Directions for this task:
Within the entries below, find the lines that hold "webapp" and report only how many there are.

++++ Given records

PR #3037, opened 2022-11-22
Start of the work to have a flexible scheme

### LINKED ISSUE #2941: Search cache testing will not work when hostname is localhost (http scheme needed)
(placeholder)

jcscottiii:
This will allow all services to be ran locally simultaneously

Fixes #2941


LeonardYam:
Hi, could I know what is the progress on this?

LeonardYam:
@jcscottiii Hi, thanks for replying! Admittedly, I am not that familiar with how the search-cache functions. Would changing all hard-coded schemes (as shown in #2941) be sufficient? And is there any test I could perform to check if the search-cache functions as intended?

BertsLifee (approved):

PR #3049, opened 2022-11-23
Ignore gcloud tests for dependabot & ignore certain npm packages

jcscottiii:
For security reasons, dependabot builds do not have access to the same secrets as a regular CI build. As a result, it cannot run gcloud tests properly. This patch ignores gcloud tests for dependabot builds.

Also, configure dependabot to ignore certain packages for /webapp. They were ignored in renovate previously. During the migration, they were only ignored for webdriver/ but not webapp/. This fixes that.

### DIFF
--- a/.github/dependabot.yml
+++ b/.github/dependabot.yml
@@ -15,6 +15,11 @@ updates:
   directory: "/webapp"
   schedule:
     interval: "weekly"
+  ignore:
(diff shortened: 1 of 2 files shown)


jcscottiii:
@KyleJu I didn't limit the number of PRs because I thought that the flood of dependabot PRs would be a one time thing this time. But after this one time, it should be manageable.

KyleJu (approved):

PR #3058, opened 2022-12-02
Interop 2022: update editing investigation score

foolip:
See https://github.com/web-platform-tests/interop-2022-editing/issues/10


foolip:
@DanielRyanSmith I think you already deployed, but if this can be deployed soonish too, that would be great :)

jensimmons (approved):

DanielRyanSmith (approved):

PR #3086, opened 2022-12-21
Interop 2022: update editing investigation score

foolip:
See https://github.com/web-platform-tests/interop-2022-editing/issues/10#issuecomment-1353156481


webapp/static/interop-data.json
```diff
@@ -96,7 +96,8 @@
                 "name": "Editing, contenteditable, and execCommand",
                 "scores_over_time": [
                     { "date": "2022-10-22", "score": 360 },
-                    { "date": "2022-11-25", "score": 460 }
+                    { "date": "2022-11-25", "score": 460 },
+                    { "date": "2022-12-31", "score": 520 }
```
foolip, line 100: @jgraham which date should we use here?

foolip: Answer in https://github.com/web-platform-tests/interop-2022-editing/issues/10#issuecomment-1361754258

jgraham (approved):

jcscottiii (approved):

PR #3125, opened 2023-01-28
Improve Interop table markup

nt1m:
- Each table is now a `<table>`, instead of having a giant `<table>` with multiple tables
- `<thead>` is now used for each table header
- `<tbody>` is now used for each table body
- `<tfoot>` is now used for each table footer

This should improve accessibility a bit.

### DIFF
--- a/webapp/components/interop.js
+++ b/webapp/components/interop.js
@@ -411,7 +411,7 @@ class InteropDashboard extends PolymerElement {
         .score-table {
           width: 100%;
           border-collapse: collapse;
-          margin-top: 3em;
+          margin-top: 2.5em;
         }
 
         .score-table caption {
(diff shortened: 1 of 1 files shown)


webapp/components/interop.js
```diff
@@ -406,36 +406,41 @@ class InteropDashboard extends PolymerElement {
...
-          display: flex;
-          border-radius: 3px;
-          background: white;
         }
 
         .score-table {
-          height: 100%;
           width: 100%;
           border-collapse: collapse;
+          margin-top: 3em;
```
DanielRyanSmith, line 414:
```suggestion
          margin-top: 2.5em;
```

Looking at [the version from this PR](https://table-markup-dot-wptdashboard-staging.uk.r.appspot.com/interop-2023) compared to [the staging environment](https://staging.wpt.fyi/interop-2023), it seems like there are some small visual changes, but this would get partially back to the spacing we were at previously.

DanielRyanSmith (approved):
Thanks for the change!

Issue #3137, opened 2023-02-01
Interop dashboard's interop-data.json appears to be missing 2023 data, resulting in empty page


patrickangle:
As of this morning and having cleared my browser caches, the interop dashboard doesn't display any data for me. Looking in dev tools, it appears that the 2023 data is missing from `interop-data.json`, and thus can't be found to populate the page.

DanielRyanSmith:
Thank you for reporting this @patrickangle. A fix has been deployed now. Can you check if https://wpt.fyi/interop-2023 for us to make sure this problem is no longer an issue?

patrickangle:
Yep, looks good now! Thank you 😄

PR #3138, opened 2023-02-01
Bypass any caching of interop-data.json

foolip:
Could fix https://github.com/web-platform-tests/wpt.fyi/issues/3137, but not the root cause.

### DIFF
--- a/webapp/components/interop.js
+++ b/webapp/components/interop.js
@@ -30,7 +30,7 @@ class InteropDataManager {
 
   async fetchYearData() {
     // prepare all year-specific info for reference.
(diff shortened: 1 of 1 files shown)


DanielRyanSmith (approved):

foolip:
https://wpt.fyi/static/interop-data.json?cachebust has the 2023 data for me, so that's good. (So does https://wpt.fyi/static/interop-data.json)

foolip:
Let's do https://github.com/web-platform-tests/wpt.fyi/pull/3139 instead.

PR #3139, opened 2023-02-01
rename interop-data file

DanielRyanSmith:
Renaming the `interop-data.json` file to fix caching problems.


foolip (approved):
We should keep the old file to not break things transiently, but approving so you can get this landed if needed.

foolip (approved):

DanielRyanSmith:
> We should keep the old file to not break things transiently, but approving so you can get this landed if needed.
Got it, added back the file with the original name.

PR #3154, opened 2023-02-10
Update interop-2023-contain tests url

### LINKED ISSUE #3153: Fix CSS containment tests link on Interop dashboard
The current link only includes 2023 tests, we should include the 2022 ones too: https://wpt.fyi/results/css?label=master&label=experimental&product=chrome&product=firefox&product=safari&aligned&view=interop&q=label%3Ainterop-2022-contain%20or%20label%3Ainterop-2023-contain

++++++++
++++ Given records

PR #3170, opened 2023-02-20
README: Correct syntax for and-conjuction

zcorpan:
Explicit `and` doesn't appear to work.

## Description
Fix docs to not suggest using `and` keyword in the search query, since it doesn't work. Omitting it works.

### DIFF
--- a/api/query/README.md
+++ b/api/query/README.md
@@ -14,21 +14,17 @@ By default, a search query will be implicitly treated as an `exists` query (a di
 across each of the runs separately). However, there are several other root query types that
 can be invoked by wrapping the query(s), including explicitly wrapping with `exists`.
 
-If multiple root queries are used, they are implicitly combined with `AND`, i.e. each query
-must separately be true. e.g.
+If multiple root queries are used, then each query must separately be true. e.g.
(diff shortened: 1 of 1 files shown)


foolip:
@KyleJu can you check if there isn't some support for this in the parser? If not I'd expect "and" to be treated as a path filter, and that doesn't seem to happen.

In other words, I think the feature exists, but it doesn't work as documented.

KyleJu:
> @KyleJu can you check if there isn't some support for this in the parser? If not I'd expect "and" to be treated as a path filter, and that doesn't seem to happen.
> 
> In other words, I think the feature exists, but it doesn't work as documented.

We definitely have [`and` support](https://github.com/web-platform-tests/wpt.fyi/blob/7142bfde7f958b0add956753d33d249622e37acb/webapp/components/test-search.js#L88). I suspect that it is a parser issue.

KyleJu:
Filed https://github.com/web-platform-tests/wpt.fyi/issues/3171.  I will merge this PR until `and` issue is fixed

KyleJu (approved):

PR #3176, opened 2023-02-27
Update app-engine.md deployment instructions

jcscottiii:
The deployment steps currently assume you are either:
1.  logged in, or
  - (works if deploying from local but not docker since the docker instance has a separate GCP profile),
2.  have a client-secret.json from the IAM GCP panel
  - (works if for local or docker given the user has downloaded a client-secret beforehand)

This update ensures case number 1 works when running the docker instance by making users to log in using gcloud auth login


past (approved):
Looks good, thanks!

++++++++
++++ Given records

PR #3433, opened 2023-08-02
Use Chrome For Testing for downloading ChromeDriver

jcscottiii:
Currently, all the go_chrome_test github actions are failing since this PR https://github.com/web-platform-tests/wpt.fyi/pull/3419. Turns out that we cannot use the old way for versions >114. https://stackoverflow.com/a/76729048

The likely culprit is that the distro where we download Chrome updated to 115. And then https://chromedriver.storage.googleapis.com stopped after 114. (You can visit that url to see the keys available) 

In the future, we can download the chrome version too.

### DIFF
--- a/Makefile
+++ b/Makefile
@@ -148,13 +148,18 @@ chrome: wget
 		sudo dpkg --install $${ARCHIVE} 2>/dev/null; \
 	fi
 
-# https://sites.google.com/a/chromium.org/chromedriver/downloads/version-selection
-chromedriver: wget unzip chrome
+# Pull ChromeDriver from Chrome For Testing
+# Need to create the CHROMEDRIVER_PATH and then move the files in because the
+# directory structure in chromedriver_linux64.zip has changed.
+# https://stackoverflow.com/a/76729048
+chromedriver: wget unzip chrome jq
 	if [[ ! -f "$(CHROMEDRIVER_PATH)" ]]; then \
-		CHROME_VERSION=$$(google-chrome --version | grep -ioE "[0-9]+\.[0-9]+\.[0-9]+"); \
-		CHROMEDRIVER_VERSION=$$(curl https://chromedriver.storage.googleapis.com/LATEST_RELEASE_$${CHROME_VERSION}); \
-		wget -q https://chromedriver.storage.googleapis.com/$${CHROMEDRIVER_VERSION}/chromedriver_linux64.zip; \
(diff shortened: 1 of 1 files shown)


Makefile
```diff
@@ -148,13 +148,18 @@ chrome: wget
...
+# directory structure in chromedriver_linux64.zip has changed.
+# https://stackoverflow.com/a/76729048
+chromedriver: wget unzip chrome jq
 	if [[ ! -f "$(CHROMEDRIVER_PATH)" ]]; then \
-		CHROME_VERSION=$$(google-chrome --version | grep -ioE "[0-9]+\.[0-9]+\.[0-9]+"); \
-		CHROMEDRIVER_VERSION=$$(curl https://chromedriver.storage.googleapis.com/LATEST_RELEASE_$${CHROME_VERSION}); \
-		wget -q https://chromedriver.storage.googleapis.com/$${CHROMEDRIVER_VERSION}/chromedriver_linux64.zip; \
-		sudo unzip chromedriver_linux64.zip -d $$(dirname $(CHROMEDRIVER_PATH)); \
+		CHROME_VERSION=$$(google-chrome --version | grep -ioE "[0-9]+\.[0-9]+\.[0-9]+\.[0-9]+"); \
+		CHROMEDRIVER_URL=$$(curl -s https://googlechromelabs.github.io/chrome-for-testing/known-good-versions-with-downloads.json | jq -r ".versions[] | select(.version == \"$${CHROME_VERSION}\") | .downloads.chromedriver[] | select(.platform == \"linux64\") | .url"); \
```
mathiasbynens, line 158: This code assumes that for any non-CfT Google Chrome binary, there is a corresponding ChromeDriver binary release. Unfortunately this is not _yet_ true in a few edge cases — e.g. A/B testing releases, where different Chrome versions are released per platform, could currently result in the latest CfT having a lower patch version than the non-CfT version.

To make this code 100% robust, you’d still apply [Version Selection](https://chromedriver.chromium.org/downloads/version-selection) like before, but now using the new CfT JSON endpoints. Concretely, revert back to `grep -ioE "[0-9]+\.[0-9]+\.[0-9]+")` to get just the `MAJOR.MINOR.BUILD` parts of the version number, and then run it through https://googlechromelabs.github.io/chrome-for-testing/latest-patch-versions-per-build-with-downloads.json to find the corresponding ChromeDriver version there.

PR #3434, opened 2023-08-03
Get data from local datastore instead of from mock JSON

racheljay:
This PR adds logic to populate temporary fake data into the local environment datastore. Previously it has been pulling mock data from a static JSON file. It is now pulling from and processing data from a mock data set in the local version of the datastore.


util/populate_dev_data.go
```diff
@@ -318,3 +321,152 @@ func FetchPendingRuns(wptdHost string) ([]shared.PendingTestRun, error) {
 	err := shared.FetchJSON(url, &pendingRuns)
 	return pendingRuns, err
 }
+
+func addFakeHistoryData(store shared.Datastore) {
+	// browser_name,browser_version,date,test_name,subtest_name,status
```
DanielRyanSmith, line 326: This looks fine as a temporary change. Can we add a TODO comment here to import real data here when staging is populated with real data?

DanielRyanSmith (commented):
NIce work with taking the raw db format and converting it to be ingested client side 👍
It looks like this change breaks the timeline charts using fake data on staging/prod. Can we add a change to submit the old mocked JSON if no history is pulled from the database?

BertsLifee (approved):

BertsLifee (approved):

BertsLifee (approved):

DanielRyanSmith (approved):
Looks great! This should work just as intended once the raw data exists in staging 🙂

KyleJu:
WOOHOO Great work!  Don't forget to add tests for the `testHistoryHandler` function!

++++++++

Response to this task:
9